Dataset entries:
* * *
PR #52, opened 2020-10-01
enrich the completion with short details for the metric

Nexucis:
This PR proposed a way to add the help + the type of the metric in the completion list.

For the moment the help of the metric is not displayed. Just don't get why. I opened an issue on CMN side:
https://github.com/codemirror/codemirror.next/issues/300

And I don't know yet what short details we should put for the different function / aggregation method

info_not_displayed


src/lang-promql/complete/promql.terms.ts
```diff
@@ -1,54 +1,83 @@
...
+  { label: '>' },
+  { label: '<' },
+  { label: '<=' },
+  { label: '!=' },
+  { label: 'and' },
+  { label: 'or' },
+  { label: 'unless' },
+];
+export const binOpModifierTerms = [{ label: 'on' }, { label: 'ignoring' }, { label: 'group_left' }, { label: 'group_right' }];
 export const functionIdentifierTerms = [
```
dvkndn, line 20: > And I don't know yet what short details we should put for the different function / aggregation method

@Nexucis I think it would be great if we can show the first line of the function description from the doc, such as  https://github.com/prometheus/prometheus/blob/e17d18a0433a78b204dff7c3dbf33ff216471ed9/docs/querying/functions.md#changes

I don't know how @juliusv does that in PromLens but I think it's available in their "Explain" tab

src/lang-promql/client/prometheus.ts
```diff
@@ -218,6 +216,26 @@ export class HTTPPrometheusClient implements PrometheusClient {
     });
   }
 
+  metricMetadata(): Promise<Map<string, MetricMetadata[]>> {
+    if (this.cache.getMetricMetadata() && this.cache.getMetricMetadata().size > 0) {
+      return Promise.resolve(this.cache.getMetricMetadata());
+    }
+
+    return this.fetchAPI<Map<string, MetricMetadata[]>>(metricMetadataEndpoint)
```
juliusv, line 224: This is awesome, but I fear that this will be really expensive to fetch and keep in memory for large Prometheus server with up to 100k metrics or so. Not sure what to do though... maybe we would have to fetch it asynchronously only for the currently visible metrics, but there's probably no way to do that?

src/lang-promql/complete/promql.terms.ts
juliusv: I think a shorter, more dedicated manual text for this one-line description would be better. I have that in PromLens as well, but only in the form-based editor.

src/lang-promql/client/prometheus.ts
Nexucis: yeah that's true, this is a problem. I think the only way to address it is to change or add some new api in prometheus side. 
Not so bright idea regarding this point for the moment.
It would be nice if we could just get the metadata of the metric for a defined period of time like for others endpoint

src/lang-promql/complete/promql.terms.ts
Nexucis: when you are talking about `manual text`, are you talking about rewriting the description in order to have a shorter one ?

src/lang-promql/client/prometheus.ts
juliusv: One thing we could do is check how many metric names there are (we have those anyways) and have a limit above which we don't query the metadata anymore. Like 10k?

src/lang-promql/complete/promql.terms.ts
juliusv: Yes, correct. I have that for each function in PromLens, but of course at some point I have to think about what to OSS :laughing:

dvkndn: I believe so. The first line of most description in the doc are already good enough for example. Just need to rephrase some of them and we're good.

I'd be more than happy to contribute some manual work like that :D

juliusv: Oh well... if you're going to do it anyway. Here's a freebie:

https://gist.github.com/juliusv/1ab89524dcf53e0dd3e6ad313b681975

dvkndn: Oh guys turn out Grafana already did this https://github.com/grafana/grafana/blob/aae25c530873c0db51d987d1a1bfe84aeda0b3b1/public/app/plugins/datasource/prometheus/promql.ts#L16

Screenshot from 2020-10-01 22-18-14

juliusv: Ah right, we could also reuse that, as it has operators, etc. as well. Thanks!

Nexucis: yeah I guess so. I will just add the limit suggested by @juliusv and then merge the PR if there is nothing else to change / adapt

Nexucis: we have to wait CMN v0.13.0 to see the description of the function / metrics so it's ok if it's not done in this PR but in another.
The struct is there at least to handle it

Nexucis: note: in the gist of @juliusv it's missing the description of the aggregation operator (like sum / avg)

Nexucis: so feel free to open a PR @dvkndn whenever it fits you.

src/lang-promql/client/prometheus.ts
Nexucis: I put the limit in the completion code directly. I'm feeling it's better if this limit is driven by the completion and not by the client directly

juliusv:
:+1:

Nexucis:
Linked to #5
* * *
• **WHAT THE TASK REQUIRES**
Pull out all lines containing the word "shorter" from the entries above.

• **RESPONSE TO THIS TASK**
juliusv: I think a shorter, more dedicated manual text for this one-line description would be better. I have that in PromLens as well, but only in the form-based editor.
Nexucis: when you are talking about `manual text`, are you talking about rewriting the description in order to have a shorter one ?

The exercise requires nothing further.